4.   Where a title is transferred to the Land Register by KIR, the owner will not incur any of the costs of the transfer. All work will be undertaken by the Keeper''s staff. The owner will receive a letter informing him/her that the title is to be registered using KIR and will be asked to confirm a few facts as summarised in a letter from the Keeper. An obvious example of where KIR will be useful is where the title to say, 5 out of 8 flats in a tenement block are registered in the Land Register but the other 3 titles are not. It will be expedient and beneficial for the remaining 3 titles to be registered.

5.   A title registered using KIR will, to all intents and purposes, look like a title registered in the normal way under the Act. It will be a facsimile of the title which is, at that time, recorded in the Register of Sasines. The Keeper will bear the costs of registration and so there will be no additional cost to a homeowner.  The owner will benefit from a state-backed guaranteed title.  There will be no erosion of rights for homeowners whose titles are brought onto the Land Register by the KIR process itself.

Monday, 12 September 2016

What is the Law in your Life?

5 things you need to know about Dilapidations in Leases:

1.   Although the obligation to repair/renew a property leased from a landlord may differ from lease to lease, the tenant in all cases will have an obligation to return the property in an appropriate condition at the end of the lease.
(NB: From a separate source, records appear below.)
PR #15102, opened 2020-12-14
[opencv4] set LD_LIBRARY_PATH to fix dynamic build

### LINKED ISSUE #15101: [opencv4:x64-linux-dynamic] build failure
Seems that building opencv4 with default options (opencv4[core,dnn,jpeg,opengl,png,tiff,webp]) and dynamic linkage on Linux is somewhat broken:

**Host Environment**
- OS: Ubuntu 20.04 / Mint 20
- Compiler: g++ (Ubuntu 9.3.0-17ubuntu1~20.04) 9.3.0
- Custom triplet:

```cmake
set(VCPKG_TARGET_ARCHITECTURE x64)
set(VCPKG_CRT_LINKAGE dynamic)

```

**To Reproduce**
`./vcpkg install --recurse --overlay-triplets=/home/dweckmann/custom-triplets opencv4`

**Failure logs** 
```bash
...
-- Building x64-linux-dbg
    Command failed: /home/dweckmann/Work/vcpkg/downloads/tools/cmake-3.18.4-linux/cmake-3.18.4-Linux-x86_64/bin/cmake --build . --config Debug --target install -- -v -j9
    Working Directory: /home/dweckmann/Work/vcpkg/buildtrees/opencv4/x64-linux-dbg
      /home/dweckmann/Work/vcpkg/buildtrees/opencv4/install-x64-linux-dbg-out.log

  scripts/cmake/vcpkg_build_cmake.cmake:96 (vcpkg_execute_build_process)
  scripts/cmake/vcpkg_install_cmake.cmake:27 (vcpkg_build_cmake)
  ports/opencv4/portfile.cmake:362 (vcpkg_install_cmake)
```

[install-x64-linux-dbg-out.log](https://github.com/microsoft/vcpkg/files/5687920/install-x64-linux-dbg-out.log)

**Additional context**
The error seems to be:

```bash
/home/dweckmann/Work/vcpkg/installed/x64-linux/tools/protobuf/protoc: error while loading shared libraries: libprotoc.so.3.14.0.0: cannot open shared object file: No such file or directory
``` 

A possible fix is to set LD_LIBRARY_PATH to `vcpkg/installed/x64-linux/lib:vcpkg/installed/x64-linux/debug/lib ` so `protoc` tools can find libprotoc.so.3.14.0.0.

dweckmann:
**Describe the pull request**

- What does your PR fix? 

Fixes #15101

The idea is to add a special option (`ADD_LIB_TO_LD_LIBRARY_PATH`) to `vcpkg_build_cmake()`, so it can handle, as it does for `PATH`, dynamic .so used by tools. The name of the option has been arbitrary chosen, feel free to suggest anything better.

Only Unix builds should be impacted.

### DIFF
--- a/docs/maintainers/vcpkg_build_cmake.md
+++ b/docs/maintainers/vcpkg_build_cmake.md
@@ -18,6 +18,9 @@ be passed.
 ### ADD_BIN_TO_PATH
 Adds the appropriate Release and Debug `bin\` directories to the path during the build such that executables can run against the in-tree DLLs.
 
+### ADD_LIB_TO_LD_LIBRARY_PATH
+Adds the appropriate Release and Debug `lib\` directories to the LD_LIBRARY_PATH on Unix during the build such that executables can run against the in-tree .so.
+
 ## Notes:
 This command should be preceeded by a call to [`vcpkg_configure_cmake()`](vcpkg_configure_cmake.md).
 You can use the alias [`vcpkg_install_cmake()`](vcpkg_configure_cmake.md) function if your CMake script supports the
--- a/ports/opencv4/portfile.cmake
+++ b/ports/opencv4/portfile.cmake
@@ -359,7 +359,7 @@ vcpkg_configure_cmake(
         ${ADDITIONAL_BUILD_FLAGS}
 )
 
-vcpkg_install_cmake()
+vcpkg_install_cmake(ADD_LIB_TO_LD_LIBRARY_PATH)
 vcpkg_fixup_cmake_targets(CONFIG_PATH "share/opencv" TARGET_PATH "share/opencv")
 vcpkg_copy_pdbs()
 
--- a/scripts/cmake/vcpkg_build_cmake.cmake
+++ b/scripts/cmake/vcpkg_build_cmake.cmake
@@ -19,6 +19,9 @@ be passed.
 ### ADD_BIN_TO_PATH
 Adds the appropriate Release and Debug `bin\` directories to the path during the build such that executables can run against the in-tree DLLs.
 
+### ADD_LIB_TO_LD_LIBRARY_PATH
+Adds the appropriate Release and Debug `lib\` directories to the LD_LIBRARY_PATH on Unix during the build such that executables can run against the in-tree .so.
+
 ## Notes:
 This command should be preceeded by a call to [`vcpkg_configure_cmake()`](vcpkg_configure_cmake.md).
 You can use the alias [`vcpkg_install_cmake()`](vcpkg_configure_cmake.md) function if your CMake script supports the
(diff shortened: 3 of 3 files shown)


JackBoosY:
I think it's not correct... @strega-nil what do you think?

JackBoosY:
The reason for the issue in #15101 is that `vcpkg_copy_tool_dependencies` does not do the right thing for *inx.

dweckmann:
What is the right thing to do in `vcpkg_copy_tool_dependencies` ? Copying .so won't work until using the correct `-rpath` at link time (ie `-Wl,-rpath,"\$ORIGIN"`), which certainly requires a patch for protobuf at least. It is cleaner and safer than setting LD_LIBRARY_PATH, but at least LD_LIBRARY_PATH is easy to set and should not break anything. PLease, let me know what to do.

JackBoosY:
```
cl : Command line warning D9025 : overriding '/Z7' with '/Zi'
jmemansi.c(234): fatal error C1051: program database file, 'D:\buildtrees\gdal\x64-windows-dbg\gdal301_d.pdb', has an obsolete format, delete it and recompile
```

JackBoosY:
@dweckmann I'm not sure whether modifying `LD_LIBRARY_PATH` will affect the priority of finding dependent libraries at build time, but it is very possible.
Can copy `libprotoc.so.3.14.0.0` to tools/protobuf solve this issue?

JackBoosY:
If that does not solve the issue, we should modify the cmake file of opencv4 to **temporarily** add `LD_LIBRARY_PATH` before executing the protobuf command, and **restore** it after running the command.

dweckmann:
> If that does not solve the issue, we should modify the cmake file of opencv4 to **temporarily** add `LD_LIBRARY_PATH` before executing the protobuf command, and **restore** it after running the command.

I will try, however, this doesn't seems to be correct as the path itself depend of the build type. You can only set it correctly inside `vcpkg_build_cmake()`. BTW, normally LD_LIBRARY_PATH is only read at runtime. LIBRARY_PATH is for link time. (https://stackoverflow.com/questions/4250624/ld-library-path-vs-library-path#:~:text=LIBRARY_PATH%20is%20used%20by%20gcc,been%20successfully%20compiled%20and%20linked.)

JackBoosY:
@dweckmann Fine, I'm not familiar with `LD_LIBRARY_PATH`, I think that's okay.

JackBoosY (approved):

dweckmann:
> @dweckmann I'm not sure whether modifying `LD_LIBRARY_PATH` will affect the priority of finding dependent libraries at link time, but it is very possible.
> Can copy `libprotoc.so.3.14.0.0` to _tools/protobuf_ solve this issue?

Unfortunately, as I though, it doesn't work. However, maybe we can try to "patch" the binary with `chrpath` to tell `protoc` to look for `../lib`. This could be a smarter solution. But, if this is working, I guess this may be done for all tools, not only protoc

dweckmann:
ok, I think I found the real problem, the runpath for protobuf is `@ORIGIN/../lib` and it should be `@ORIGIN/../../lib`. It is computed so certainly because the original binart is in `/bin` not `/bin/protobuf`. The real problem is not in opencv nor in vcpkg_build_cmake(), but in protobuf. Feel free to close this PR and associated issue.

dweckmann:
BTW, the problem is even worse. By not setting LD_LIBRARY_PATH nor `rpath` or `runpath`, some tools use the system libraries. I now understand why dynamic linkage is not usable on linux...

JackBoosY:
@dweckmann  Yes, that's what billy said.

In some cases, this will be by reference to a photographic Schedule of Condition prepared and agreed between the landlord and the tenant at the commencement of the lease.

2.   Most commercial leases entitle the landlord to enter the leased subjects in order to assess the state of repair at any given time during the lease term with the tenant being obliged to remedy any wants of repair identified in an interim Schedule  of Dilapidations.  Tenants are advised always to check such schedules to ensure that the works identified therein are really their obligation in terms of the lease.

3.   In principle, the rectification of dilapidations in a leased property is appropriate. Care should always be taken however to ensure that the works identified therein represent repairs rather than extra-ordinary repairs or improvements where such may not be  the responsibility  of the tenant.

4.   This, perhaps, is no more obvious than at the end of the term of a lease where what are called terminal dilapidations are identified by the landlord. Such schedules should be served timeously in terms of the lease and be examined carefully against what the lease states with regard to the tenant's obligation to reinstate the property to the condition it was in at the commencement of the lease. If available, the schedule should be assessed against a photographic record of the condition of the property as at the date of entry.

5.   In certain cases, the lease may provide for a payment to be made by the tenant to the landlord akin to the rent which the landlord would otherwise be entitled to receive if it was letting a unit in good tenantable condition and repair to a new tenant following the expiry of the former lease. If such a provision is in a lease, the tenant should seek to limit the period during which such a payment will be due.